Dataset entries
****************

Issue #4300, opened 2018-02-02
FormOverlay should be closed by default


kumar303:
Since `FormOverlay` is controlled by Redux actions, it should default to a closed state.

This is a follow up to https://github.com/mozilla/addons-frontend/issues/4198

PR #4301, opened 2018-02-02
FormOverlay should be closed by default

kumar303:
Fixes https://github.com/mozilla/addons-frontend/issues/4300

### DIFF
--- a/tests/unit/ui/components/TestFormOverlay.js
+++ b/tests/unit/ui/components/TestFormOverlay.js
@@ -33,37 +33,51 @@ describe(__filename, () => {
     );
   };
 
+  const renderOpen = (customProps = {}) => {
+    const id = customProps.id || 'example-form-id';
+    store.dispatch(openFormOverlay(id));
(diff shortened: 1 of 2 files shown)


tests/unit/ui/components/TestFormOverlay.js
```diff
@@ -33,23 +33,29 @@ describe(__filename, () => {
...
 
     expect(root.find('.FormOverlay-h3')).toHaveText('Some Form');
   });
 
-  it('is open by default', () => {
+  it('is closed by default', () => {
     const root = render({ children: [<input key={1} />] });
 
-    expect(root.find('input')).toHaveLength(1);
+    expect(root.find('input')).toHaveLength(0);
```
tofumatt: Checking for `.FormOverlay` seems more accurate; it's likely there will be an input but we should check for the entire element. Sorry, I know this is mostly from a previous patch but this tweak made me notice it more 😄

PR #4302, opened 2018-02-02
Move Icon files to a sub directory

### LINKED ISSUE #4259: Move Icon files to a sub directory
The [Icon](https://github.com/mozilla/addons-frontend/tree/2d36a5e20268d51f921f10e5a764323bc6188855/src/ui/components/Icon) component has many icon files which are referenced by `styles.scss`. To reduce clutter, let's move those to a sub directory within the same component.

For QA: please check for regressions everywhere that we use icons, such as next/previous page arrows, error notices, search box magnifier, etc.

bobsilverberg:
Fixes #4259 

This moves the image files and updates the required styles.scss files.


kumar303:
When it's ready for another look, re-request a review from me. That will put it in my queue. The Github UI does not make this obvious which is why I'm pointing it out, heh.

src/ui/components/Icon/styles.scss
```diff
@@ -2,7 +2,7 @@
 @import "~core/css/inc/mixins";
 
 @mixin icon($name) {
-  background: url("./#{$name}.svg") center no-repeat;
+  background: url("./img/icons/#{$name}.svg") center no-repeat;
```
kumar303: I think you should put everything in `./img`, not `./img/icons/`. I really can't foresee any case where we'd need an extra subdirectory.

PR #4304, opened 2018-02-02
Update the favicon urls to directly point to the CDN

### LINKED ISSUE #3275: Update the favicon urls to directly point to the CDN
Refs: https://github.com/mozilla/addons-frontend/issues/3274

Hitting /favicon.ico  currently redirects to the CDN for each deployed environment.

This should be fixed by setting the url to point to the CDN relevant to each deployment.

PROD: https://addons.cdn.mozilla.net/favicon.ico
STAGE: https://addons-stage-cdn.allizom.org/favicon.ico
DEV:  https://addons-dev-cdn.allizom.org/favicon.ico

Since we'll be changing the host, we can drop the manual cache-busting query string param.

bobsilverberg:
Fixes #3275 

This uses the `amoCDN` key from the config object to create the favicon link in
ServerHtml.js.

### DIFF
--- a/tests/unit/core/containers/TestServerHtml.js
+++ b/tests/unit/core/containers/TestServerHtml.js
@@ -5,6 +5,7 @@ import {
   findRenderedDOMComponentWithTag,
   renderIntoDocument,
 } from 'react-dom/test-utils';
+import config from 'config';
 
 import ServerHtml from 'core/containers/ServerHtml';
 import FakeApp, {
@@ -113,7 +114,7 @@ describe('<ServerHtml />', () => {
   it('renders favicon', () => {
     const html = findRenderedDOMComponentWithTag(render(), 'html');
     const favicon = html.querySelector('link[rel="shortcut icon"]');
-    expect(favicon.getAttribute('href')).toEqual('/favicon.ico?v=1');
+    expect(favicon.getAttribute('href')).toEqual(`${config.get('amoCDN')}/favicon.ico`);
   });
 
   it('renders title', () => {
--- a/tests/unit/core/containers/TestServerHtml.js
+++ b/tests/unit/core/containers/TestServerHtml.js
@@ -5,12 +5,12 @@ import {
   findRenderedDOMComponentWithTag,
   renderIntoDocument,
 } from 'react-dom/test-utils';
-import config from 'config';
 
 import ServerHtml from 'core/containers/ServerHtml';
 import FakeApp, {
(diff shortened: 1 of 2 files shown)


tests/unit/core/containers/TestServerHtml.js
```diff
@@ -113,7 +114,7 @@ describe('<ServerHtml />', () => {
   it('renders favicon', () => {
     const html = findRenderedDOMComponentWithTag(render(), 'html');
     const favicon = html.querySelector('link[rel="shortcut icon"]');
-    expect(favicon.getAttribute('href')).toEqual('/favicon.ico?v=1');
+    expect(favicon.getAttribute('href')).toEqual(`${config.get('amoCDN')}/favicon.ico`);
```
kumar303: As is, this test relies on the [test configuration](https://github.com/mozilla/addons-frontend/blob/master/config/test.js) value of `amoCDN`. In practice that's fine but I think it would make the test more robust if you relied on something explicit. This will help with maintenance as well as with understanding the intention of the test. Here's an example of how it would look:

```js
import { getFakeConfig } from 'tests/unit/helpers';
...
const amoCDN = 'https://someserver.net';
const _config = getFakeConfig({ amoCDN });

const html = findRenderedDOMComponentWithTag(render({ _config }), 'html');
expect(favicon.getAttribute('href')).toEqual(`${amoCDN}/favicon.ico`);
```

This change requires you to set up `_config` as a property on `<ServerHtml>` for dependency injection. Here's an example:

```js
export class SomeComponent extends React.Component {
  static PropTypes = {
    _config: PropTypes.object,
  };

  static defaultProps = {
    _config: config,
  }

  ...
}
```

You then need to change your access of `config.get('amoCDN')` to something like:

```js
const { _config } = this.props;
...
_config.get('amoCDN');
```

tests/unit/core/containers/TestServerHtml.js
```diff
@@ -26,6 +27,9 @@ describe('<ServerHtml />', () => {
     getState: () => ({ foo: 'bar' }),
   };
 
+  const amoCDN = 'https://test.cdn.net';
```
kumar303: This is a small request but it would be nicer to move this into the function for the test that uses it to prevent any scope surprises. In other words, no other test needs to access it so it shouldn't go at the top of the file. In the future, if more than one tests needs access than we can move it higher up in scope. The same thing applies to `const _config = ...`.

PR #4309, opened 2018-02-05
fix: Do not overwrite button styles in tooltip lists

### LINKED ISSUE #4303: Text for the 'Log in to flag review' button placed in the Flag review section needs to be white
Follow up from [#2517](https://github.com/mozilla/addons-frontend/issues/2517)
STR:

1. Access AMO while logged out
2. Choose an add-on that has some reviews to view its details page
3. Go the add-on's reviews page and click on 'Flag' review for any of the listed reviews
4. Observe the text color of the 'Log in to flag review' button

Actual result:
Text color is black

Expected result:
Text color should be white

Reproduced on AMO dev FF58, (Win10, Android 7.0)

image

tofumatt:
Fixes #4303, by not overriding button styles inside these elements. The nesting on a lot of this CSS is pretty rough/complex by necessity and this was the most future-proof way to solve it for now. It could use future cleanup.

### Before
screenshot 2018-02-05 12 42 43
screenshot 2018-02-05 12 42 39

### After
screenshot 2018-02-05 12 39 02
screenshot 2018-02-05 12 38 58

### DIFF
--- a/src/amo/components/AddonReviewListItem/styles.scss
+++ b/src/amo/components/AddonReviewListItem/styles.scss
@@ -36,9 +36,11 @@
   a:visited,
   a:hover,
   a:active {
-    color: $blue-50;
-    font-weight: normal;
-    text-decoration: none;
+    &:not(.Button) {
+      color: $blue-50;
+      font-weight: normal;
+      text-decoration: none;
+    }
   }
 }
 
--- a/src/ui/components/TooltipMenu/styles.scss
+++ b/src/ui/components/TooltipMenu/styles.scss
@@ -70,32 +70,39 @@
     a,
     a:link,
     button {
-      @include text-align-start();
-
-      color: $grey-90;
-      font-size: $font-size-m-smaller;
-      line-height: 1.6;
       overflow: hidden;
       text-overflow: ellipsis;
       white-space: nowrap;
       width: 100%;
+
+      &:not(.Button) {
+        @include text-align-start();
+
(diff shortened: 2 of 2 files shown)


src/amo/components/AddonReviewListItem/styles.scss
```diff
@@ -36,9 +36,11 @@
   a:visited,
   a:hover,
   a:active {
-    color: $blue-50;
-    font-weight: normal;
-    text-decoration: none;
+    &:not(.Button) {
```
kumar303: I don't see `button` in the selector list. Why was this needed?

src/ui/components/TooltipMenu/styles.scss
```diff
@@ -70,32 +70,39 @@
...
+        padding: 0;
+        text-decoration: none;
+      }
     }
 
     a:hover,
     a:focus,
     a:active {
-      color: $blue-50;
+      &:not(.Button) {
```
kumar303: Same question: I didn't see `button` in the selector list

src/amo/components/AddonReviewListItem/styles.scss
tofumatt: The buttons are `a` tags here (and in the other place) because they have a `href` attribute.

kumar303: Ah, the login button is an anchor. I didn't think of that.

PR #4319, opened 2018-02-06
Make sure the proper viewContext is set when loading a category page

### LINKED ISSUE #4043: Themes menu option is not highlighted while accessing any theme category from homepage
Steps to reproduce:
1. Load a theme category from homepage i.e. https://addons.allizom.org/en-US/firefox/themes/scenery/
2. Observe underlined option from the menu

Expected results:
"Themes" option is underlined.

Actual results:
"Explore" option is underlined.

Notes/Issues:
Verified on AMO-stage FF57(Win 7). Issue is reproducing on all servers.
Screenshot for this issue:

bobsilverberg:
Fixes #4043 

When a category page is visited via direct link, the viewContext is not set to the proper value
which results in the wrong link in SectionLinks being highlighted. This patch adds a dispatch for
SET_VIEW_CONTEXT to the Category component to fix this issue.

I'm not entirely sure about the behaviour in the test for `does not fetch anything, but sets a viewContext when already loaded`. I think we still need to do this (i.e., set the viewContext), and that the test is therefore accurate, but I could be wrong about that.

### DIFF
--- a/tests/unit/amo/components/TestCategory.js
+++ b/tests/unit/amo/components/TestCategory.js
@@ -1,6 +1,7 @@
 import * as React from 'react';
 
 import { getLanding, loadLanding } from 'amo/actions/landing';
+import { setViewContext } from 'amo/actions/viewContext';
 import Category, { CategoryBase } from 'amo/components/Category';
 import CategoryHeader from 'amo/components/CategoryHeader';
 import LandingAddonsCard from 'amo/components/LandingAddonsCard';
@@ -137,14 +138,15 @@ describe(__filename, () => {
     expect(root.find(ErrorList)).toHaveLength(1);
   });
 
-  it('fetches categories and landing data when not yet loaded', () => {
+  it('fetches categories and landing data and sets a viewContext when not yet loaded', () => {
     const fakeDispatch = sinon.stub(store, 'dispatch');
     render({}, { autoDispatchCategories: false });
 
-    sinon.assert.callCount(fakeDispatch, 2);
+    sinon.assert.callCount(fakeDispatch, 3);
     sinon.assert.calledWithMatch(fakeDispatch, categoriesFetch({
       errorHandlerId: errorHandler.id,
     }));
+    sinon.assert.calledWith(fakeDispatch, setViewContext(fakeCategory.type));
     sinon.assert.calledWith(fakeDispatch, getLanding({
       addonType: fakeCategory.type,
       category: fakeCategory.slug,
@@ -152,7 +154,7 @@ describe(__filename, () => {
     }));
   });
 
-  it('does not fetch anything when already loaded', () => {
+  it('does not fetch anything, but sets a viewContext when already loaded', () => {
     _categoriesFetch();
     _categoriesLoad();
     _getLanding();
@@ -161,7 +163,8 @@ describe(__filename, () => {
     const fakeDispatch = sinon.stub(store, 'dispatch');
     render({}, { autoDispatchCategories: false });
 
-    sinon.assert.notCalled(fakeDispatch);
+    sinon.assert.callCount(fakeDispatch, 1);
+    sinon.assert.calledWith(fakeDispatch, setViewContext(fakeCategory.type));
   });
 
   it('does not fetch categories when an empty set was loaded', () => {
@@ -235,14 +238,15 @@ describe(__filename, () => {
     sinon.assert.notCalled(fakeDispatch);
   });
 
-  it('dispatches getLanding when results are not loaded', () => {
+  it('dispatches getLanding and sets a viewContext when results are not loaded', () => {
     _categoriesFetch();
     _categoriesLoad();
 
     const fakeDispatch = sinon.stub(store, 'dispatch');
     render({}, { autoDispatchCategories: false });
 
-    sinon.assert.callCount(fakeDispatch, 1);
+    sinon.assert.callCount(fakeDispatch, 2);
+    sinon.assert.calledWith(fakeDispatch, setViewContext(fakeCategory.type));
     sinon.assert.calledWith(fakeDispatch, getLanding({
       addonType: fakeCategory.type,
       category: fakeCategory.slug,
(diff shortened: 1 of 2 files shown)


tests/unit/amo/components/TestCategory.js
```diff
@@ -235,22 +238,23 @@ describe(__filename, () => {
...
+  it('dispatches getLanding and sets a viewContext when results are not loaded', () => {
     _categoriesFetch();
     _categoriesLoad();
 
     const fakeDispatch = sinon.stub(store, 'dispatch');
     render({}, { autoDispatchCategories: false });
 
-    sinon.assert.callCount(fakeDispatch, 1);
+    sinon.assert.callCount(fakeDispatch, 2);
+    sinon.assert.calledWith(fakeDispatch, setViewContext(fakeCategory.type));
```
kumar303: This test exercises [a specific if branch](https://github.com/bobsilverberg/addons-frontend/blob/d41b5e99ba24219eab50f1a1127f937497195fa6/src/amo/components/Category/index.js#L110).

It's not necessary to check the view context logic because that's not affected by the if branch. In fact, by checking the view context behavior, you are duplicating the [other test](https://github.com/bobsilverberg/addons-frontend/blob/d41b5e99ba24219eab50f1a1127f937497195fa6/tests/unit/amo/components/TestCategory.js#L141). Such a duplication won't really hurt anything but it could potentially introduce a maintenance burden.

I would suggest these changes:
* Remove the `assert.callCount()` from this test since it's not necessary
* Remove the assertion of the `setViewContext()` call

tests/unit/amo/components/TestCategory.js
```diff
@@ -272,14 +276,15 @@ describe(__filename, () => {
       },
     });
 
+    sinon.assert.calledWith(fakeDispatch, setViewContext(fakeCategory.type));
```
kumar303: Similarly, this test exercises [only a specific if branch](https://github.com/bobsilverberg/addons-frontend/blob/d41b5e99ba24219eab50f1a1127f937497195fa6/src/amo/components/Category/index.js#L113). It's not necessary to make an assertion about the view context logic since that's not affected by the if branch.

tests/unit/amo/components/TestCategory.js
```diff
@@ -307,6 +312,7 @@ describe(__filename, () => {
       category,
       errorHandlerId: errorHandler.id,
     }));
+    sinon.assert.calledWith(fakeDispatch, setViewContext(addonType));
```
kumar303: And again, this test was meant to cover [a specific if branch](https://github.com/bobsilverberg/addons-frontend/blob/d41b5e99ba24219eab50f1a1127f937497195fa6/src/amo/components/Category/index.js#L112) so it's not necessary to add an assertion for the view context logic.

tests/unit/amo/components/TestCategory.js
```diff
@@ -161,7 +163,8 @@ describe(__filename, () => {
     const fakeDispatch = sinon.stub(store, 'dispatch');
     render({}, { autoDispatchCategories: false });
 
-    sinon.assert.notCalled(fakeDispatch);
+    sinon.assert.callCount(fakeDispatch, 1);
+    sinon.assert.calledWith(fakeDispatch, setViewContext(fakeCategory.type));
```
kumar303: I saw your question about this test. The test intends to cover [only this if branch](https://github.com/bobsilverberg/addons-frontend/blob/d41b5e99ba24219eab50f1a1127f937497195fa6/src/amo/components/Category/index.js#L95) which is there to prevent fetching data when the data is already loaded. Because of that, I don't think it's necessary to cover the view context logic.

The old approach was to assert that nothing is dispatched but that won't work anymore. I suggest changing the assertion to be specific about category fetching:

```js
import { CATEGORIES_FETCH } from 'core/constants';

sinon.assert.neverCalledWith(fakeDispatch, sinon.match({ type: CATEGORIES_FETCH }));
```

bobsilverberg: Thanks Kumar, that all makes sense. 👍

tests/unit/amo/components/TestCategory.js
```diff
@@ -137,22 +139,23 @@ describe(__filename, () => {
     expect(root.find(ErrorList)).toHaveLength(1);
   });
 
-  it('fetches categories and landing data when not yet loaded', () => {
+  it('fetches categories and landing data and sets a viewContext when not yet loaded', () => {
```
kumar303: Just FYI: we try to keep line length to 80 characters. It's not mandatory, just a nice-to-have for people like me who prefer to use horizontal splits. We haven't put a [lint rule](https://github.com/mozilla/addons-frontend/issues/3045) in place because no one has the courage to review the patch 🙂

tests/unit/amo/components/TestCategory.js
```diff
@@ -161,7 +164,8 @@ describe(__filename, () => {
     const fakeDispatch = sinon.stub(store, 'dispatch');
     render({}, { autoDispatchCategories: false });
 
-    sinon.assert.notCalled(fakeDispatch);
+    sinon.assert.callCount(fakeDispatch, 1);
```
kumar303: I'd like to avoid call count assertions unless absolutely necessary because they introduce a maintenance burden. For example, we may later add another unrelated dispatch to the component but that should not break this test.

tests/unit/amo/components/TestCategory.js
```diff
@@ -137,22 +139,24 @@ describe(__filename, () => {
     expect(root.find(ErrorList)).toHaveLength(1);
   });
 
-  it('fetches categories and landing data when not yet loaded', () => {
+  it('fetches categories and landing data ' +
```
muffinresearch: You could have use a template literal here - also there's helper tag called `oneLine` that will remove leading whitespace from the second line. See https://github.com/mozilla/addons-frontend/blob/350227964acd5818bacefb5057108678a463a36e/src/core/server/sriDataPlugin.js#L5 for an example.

****************

Lines holding the word "maintenance" in the entries above are the ones to pull out. Copy them all.

kumar303: As is, this test relies on the [test configuration](https://github.com/mozilla/addons-frontend/blob/master/config/test.js) value of `amoCDN`. In practice that's fine but I think it would make the test more robust if you relied on something explicit. This will help with maintenance as well as with understanding the intention of the test. Here's an example of how it would look:
It's not necessary to check the view context logic because that's not affected by the if branch. In fact, by checking the view context behavior, you are duplicating the [other test](https://github.com/bobsilverberg/addons-frontend/blob/d41b5e99ba24219eab50f1a1127f937497195fa6/tests/unit/amo/components/TestCategory.js#L141). Such a duplication won't really hurt anything but it could potentially introduce a maintenance burden.
kumar303: I'd like to avoid call count assertions unless absolutely necessary because they introduce a maintenance burden. For example, we may later add another unrelated dispatch to the component but that should not break this test.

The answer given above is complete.